ASH 2020 late-breaking abstracts: a preview

30 Nov 2020

The 62nd American Society of Hematology (ASH) Annual Meeting and Exposition will be held virtually from 5-8 December. Here are some of the late-breaking abstracts that will be featured during a general session on 8 December beginning at 12:30 GMT.

  • The addition of mycophenolate (MMF) to corticosteroid therapy resulted in significantly fewer treatment failures than corticosteroid alone in patients with immune thrombocytopenia, according to the randomised FLIGHT trial.

Importantly, the therapy was effective even with the inclusion of a substantial proportion of elderly patients. Adding MMF to the corticosteroid yielded about half the treatment failures of corticosteroid alone.

MMF is often used as a second-line therapy for the rare autoimmune disorder, but these results from the UK-based trial could yield a change to standard practice with the combination regimen used as a first-line treatment.

  • The novel agent asciminib yielded better outcomes than bosutinib in a trial of patients with chronic myeloid leukaemia in chronic phase (CML-CP) who had previously been treated with at least two tyrosine kinase inhibitors (TKIs).

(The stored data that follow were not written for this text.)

PR #37, opened 2019-08-10
Fix dialect selection

jacksonllee:
* Fixes the dialect selector. Also adds a test using US English.
* Adds a separate test for the `require_dialect_label`.

### DIFF
--- a/test_wikipron.py
+++ b/test_wikipron.py
@@ -4,6 +4,7 @@ import shutil
 import tempfile
 
 import pytest
+import requests
 import requests_html
 
 from wikipron import (
@@ -201,6 +202,16 @@ def test_li_selector(dialect, require_dialect_label, expected_li_selector):
     assert config.li_selector == expected_li_selector
 
 
+def _can_connect_to_wiktionary():
+    try:
+        requests.get("https://en.wiktionary.org/wiki/linguistics")
+    except (requests.ConnectionError, requests.ConnectTimeout):
+        return False
+    else:
+        return True
+
+
+@pytest.mark.skipif(not _can_connect_to_wiktionary(), reason="need Internet")
 def test_american_english_dialect_selection():
     # Pick a word for which Wiktionary has dialect-specified pronunciations
     # for both US and non-US English.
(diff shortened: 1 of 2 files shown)


wikipron.py
```diff
@@ -39,7 +39,7 @@
 ]
 """
 _DIALECT_SELECTOR_TEMPLATE = (
-    'span[@class = "ib-content qualifier-content"][{dialects_text}]'
+    'span[@class = "ib-content qualifier-content" and a[{dialects_text}]]'
```
jacksonllee: Here's the bug for dialect selection, where we shouldn't specified the dialect text for inside the `<a>...</a>` tags.

wikipron.py
```diff
@@ -153,7 +153,7 @@ def _get_li_selector(
             )
 
         if not dialect:
-            dialect_selector = "true"
+            dialect_selector = "true()"
```
jacksonllee: If I didn't make this change, grabbing all dialects (= not specifying any dialect, e.g., getting all pronunciations for "mocha" regardless of dialect in the test case) wouldn't work. Not sure why it didn't simply break the XPath parsing before, though.

test_wikipron.py
```diff
@@ -200,6 +201,46 @@ def test_li_selector(dialect, require_dialect_label, expected_li_selector):
...
+        **config_params, require_dialect_label=True
+    )
+    # Apply each config's XPath selector.
+    results_dialect_optional = response.html.xpath(
+        config_dialect_optional.li_selector
+    )
+    results_dialect_required = response.html.xpath(
+        config_dialect_required.li_selector
+    )
+    assert len(results_dialect_optional) > len(results_dialect_required) == 0
```
jacksonllee: `test_american_english_dialect_selection` and `test_require_dialect_label` might look pretty similar for their approach, but I've decided to keep them apart as opposed to trying to merge them as one test, for better readability.

jacksonllee: These two tests require the Internet connection, which I feel fine with. Let me know if you feel strongly about adding `pytest.mark.skipif` to avoid confusion when we run the test suite locally without Internet somehow.

kylebgorman: What's the `skipif` look like for testing for a WAN connection? I think it wouldn't be crazy---I do a lot of hobbyist development on planes and buses.

jacksonllee: The `skipif` is a decorator on top of a test that you'd like to skip if a given condition is true. It sounds you might want the connectivity check -- I've added it at c965a26. (I didn't spend too much time thinking about how to implement a WAN connectivity check, how to optimize it, etc.)

kylebgorman:
LGTM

Asciminib is a first-in-class agent known as a STAMP inhibitor, with a different mechanism of action from other TKIs used in CML therapy.

In the new randomised phase III trial, patients who received asciminib fared better with regard to major molecular response rate, and the agent also had a favorable safety profile, with fewer patients discontinuing therapy due to adverse events.

  • An experimental gene therapy known as etranacogene dezaparvovec showed promising results in patients with severe or moderate-severe haemophilia B, according to the first data from the phase III HOPE-B trial.

The treatment works by causing patients to begin making factor IX (FIX), potentially reducing the need for high levels of external FIX consumption given as prophylaxis.

The trial, which will follow patients for five years, showed rapid increases in FIX activity following a single dose of therapy, and a large reduction in bleeding in most patients after 26 weeks of follow-up. The treatment was generally well tolerated, and annualised FIX consumption rates dropped by 96%.